Travel restrictions have, of course, meant Al Sagar has not been able to get to the races as much as is usual, but as is the case with many owners he is grateful for racing to be taking place at all.

“Imad is involved in all decisions and loves seeing the stud and the horses,” says Nerses. “It’s fantastic for me to discuss all the decisions together, and for all the staff on the stud to see him enjoying his investment.”

Due to Al Homaizi’s departure from the partnership, the Blue Diamond Stud stock needed to go on the market to dissolve the partnership in 2018.

Above, this year’s newly retained Blue Diamond jockey Hollie Doyle winning on home-bred Breath Of Joy, and, below, the 2007 Derby won by Authorized and Dettori

Above, this year’s newly retained Blue Diamond jockey Hollie Doyle winning on home-bred Breath Of Joy, and, below, the 2007 Derby won by Authorized and Dettori

Al Sagar bought some – including Pearling at 2,400,000gns and her Galileo filly foal at 1,700,000gns – but other prized horses were sold to outside parties, including Duke of Cambridge Stakes heroine Aljazzi to Newsells Park Stud for 1,000,000gns, a price that broke the Tattersalls Autumn Horses in Training Sale record.

PEARLING is now in-foal to Kingman and Dubawi has been appointed as her suitor for next year.

“We’re going to stick to the system of selling the colts we produce and keeping the fillies,” says Nerses. “We want people to know what we’re trying to achieve so they don’t need to ask why we sell what we do.”

Yes, the overriding impression from our conversation is that there’s much to look forward to for Blue Diamond Stud in the near future.

But I can’t let Nerses go without asking him about his eye for a horse, and what he sees in potential purchases.

How did he select Araafa, a colt from the first crop of the inexpensive and otherwise inconsequential Mull Of Kintyre? What did he see in Authorized when he bought the son of Montjeu at just nine months old?

Nerses, whose purchase record stands at three Group 1 winners, five Group 2 winners, seven Group 3 winners and eight Listed winners despite not signing for many, and has bought every horse owned by Blue Diamond Stud, plays his cards close to his chest but says: “I look at the horses as an overall picture, taking into account how all the parts are put together.

“There are certain faults I will forgive in some horses and not in another, and I tend not to just focus on individual parts of the horse.”

Nerses is also a pedigree connoisseur and insists on plenty of black-type high up on a page, especially in breeding prospects.
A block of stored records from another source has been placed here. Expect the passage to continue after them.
PR #5156, opened 2024-02-04
chore: upgrade bullmq packages

scopsy:

Fixes a security vulnerability and introduces a few performance optimizations


scopsy:
Inspected the change log of the version bumps, couldn't find any related breaking changes for us.

djabarovgeorge:
> Inspected the change log of the version bumps, couldn't find any related breaking changes for us.

Are the type errors in the tests are redundant?

scopsy:
@djabarovgeorge I believe they are, from my memory we use the connection in our actual code. 

But haven't verified, if you will have some time to help checking it out would appreciate!

PR #6331, opened 2024-08-15
feat(api): add basic RBAC

ChmaraX:
* De-registered `RolesGuard` from being global guard, otherwise we wouldn't be able to access the `user` object inside the `RolesGuard` due to how [NestJS request lifecycle works](https://docs.nestjs.com/faq/request-lifecycle#summary):
```
1. Incoming request
2. Middleware
  2.1. Globally bound middleware
  2.2. Module bound middleware
3. Guards
  3.1 Global guards
  3.2 Controller guards
  3.3 Route guards
4. Interceptors (pre-controller)
  4.1 Global interceptors
  4.2 Controller interceptors
  4.3 Route interceptors
```

Since our `UserGuard` is Controller/Route guard and is also responsible for creating `User` object, it can't get executed later than RolesGuard, therefore RolesGuard need to be moved to Controller/Routes or alternatively interceptor, but thats probably not a good practice.  

* Moved `Roles` decorator and `RolesGuard` to `@novu/application-generic`, so it can be imported outside of `apps/api` context
* Added role decorator to specified endpoints which can be accessed only by admin
* ⚠️  Removed the ability to be invoked using API key from `/api-keys/regenerate` and `/billing/checkout` endpoints

Related enterprise PR: https://github.com/novuhq/packages-enterprise/pull/200


apps/api/src/metadata.ts
denis-kralj-novu, line 1: You should not have to commit this anymore, a different procedure is present for generating this file. Ensure your branch is rebased from the latest state of next and see how it changes

apps/api/src/app/workflows/workflow.controller.ts
```diff
@@ -132,6 +133,8 @@ export class WorkflowController {
   })
   @ExternalApiAccessible()
   deleteWorkflowById(@UserSession() user: UserSessionData, @Param('workflowId') workflowId: string): Promise<boolean> {
+    console.log('im i here');
```
denis-kralj-novu: remove this

apps/api/src/app/integrations/integrations.controller.ts
```diff
@@ -173,6 +175,7 @@ export class IntegrationsController {
   }
 
   @Put('/:integrationId')
+  @UseGuards(RolesGuard)
```
denis-kralj-novu: are we sure we want to add this here? I would actually remove the @Roles decorator instead, given that we didn't check roles up until now

apps/api/src/app/integrations/integrations.controller.ts
```diff
@@ -213,6 +216,7 @@ export class IntegrationsController {
   }
 
   @Post('/:integrationId/set-primary')
+  @UseGuards(RolesGuard)
```
denis-kralj-novu: similar consideration as above

apps/api/src/app/organization/ee.organization.controller.ts
```diff
@@ -75,6 +75,7 @@ export class EEOrganizationController {
 
   @Patch('/')
   @ExternalApiAccessible()
+  @UseGuards(RolesGuard)
```
denis-kralj-novu: is this even possible with clerk do do it via this endpoint? I thought clerk managed these changes

apps/api/src/app/organization/organization.controller.ts
```diff
@@ -114,6 +115,7 @@ export class OrganizationController {
   @SdkGroupName('Organizations.Members')
   @Delete('/members/:memberId')
   @ExternalApiAccessible()
+  @UseGuards(RolesGuard)
```
denis-kralj-novu: this file also seems to be only relevant for community edition

apps/api/src/app/workflow-overrides/workflow-overrides.controller.ts
```diff
@@ -180,7 +180,7 @@ export class WorkflowOverridesController {
   }
 
   @Delete('/:overrideId')
-  @UseGuards(RootEnvironmentGuard)
+  @UseGuards(RootEnvironmentGuard, RolesGuard)
```
denis-kralj-novu: same as before, would actually consider removing the `@Roles` altogether

apps/api/src/app/workflows/notification-template.controller.ts
denis-kralj-novu, line 1: again, none of these are in the definition of done for the RBAC rights

apps/api/src/app/workflows/workflow.controller.ts
```diff
@@ -121,7 +122,7 @@ export class WorkflowController {
   }
 
   @Delete('/:workflowId')
-  @UseGuards(RootEnvironmentGuard)
+  @UseGuards(RootEnvironmentGuard, RolesGuard)
```
denis-kralj-novu: not in DoD

denis-kralj-novu (changes requested):

apps/api/src/app/workflows/workflow.controller.ts
ChmaraX: 🤣

apps/api/src/app/integrations/integrations.controller.ts
ChmaraX: I agree, I wanted to keep the original implementation that was there before but then it would be more than defined in DoD - will remove

apps/api/src/app/organization/ee.organization.controller.ts
ChmaraX: Yes it calls update on Clerk - it was originally left here for backwards compatibility, when the intent was to keep all the endpoints as they were before.

We should probably inspect usage and consider removing this.

denis-kralj-novu (approved):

So it was hardly surprising that Giant’s Causeway’s sister Pearling came onto his radar, especially as she came with the added bonus of being in-foal to Galileo – that pregnancy turning out to be Decorated Knight.

“I remember Imad and Saleh rang me that year to ask what I had seen at Tattersalls,” says Nerses, “and I replied if you want to buy a top mare, there’s only one: she’s going to cost a lot, but if you want a proper horse you’ll have to pay.

“Thankfully, they had full trust in me and gave me the go-ahead, and we got Pearling.”

After the interview, Nerses heads off to add another Decorated Knight yearling to the Blue Diamond Stud string for 2021, paying 40,000gns for a half-sister to Listed winner Elusive Beauty.

Judging by the preceding conversation, we may hear a lot more of her in future.